Set down word for word the lines that begin the entries and run through the line containing "### LINKED ISSUE". Give nothing further.

— Stored data —
────────

PR #1071, opened 2023-02-06
feat: implement lazy-loading for videojs

### LINKED ISSUE #648: only load Video and Image Gallery JS when needed
We should focus on removing large, rarely-used dependencies from the main course bundle. I.e., all course pages can load the same JS, except video and image-gallery pages should load extra files. (Videojs and its dependencies, along with nanogallery, make up the vast majority of the course JS bundle. It's at least 75%, but I think closer to 90%).

So, IMO:
### Acceptance Criteria
- [x] Only load VideoJS and its dependencies on pages that use VideoJS
- [x] Only load nanogallery2 and its dependencies (there are none) on pages that use it.

### Suggested Approaches
I have two ideas for how to approach this:

1. **At build time:** Put VideoJS in a separate Webpack entrypoint. When building a page, figure out if uses VideoJS. (E.g., if a partial uses VideoJS, have it write to some context like `.Page.Scratch`.). If VideoJS is used, add the appropriate link/script tags.
2. **Dynamic imports:** Webpack is very good at splitting dynamic imports into separate chunks and loading them only as needed. So if the partials call something like `initVideo()`, a function defined in webpack assets whose body includes `import("video.js").then(() => { /* init code */ })`, then `video.js` (and other potential dependencies) would not be loaded unless `initVideo()` is called.

Option 2 seems a little simpler, but Option 1 is nice because it would be determined at built time, and that really seems like it should be the goal.

ibrahimjaved12:
#### Pre-Flight checklist

  - [ ] Desktop screenshots
- [ ] Testing
  - [ ] Code is tested

#648 

#### What's this PR do?
This PR implements lazy loading for videojs along with dependencies using localStorage to make sure they load only once and when they're needed

(Required)

(Optional)

(Optional)


course-v2/layouts/_default/baseof.html
```diff
@@ -176,6 +176,17 @@
     }
   </script>
 
+  <script>
```
ChristopherChudzicki, line 179: @ibrahimjaved12 glad you picked this up. Will be a really big improvement for OCW.

What would you think of using a dynamic `import()` for this? Something like:
```ts
// course-v2/assets/videojs-imports.ts
// exactly as you have it now

// course-v2/assets/some_other_file.ts
window.initVideoJs = import("./videojs-imports.ts")

// in base-theme/layouts/partials/youtube_player.html
initVideoJs()
```

I think there are two advantages to the dynamic import:
1. webpack will automatically split `course-v2/assets/videojs-imports.ts` into a separate chunk out for us (I'm pretty sure)
2. `import()`ed code should run after first render, so I think the page will be interactive faster

Webpack compiles `import()` statements to its own version (not ES6 imports), but they still use promises. So the "downside" would be that it wouldn't work on IE11. But apparently YouTube doesn't support IE11, and our videos are  YouTube embeds, so that's probably OK.

_Re browser support: We do not have a hard rule. The goal is to generally work on old browsers, and provide full functionality on newer browsers (say, anything beyond IE11). _

ibrahimjaved12:
Closing this as lazy-loading for videojs was already implemented here (with dynamic import approach): https://github.com/mitodl/ocw-hugo-themes/pull/1089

────────

— THE ANSWER —
PR #1071, opened 2023-02-06
feat: implement lazy-loading for videojs

### LINKED ISSUE #648: only load Video and Image Gallery JS when needed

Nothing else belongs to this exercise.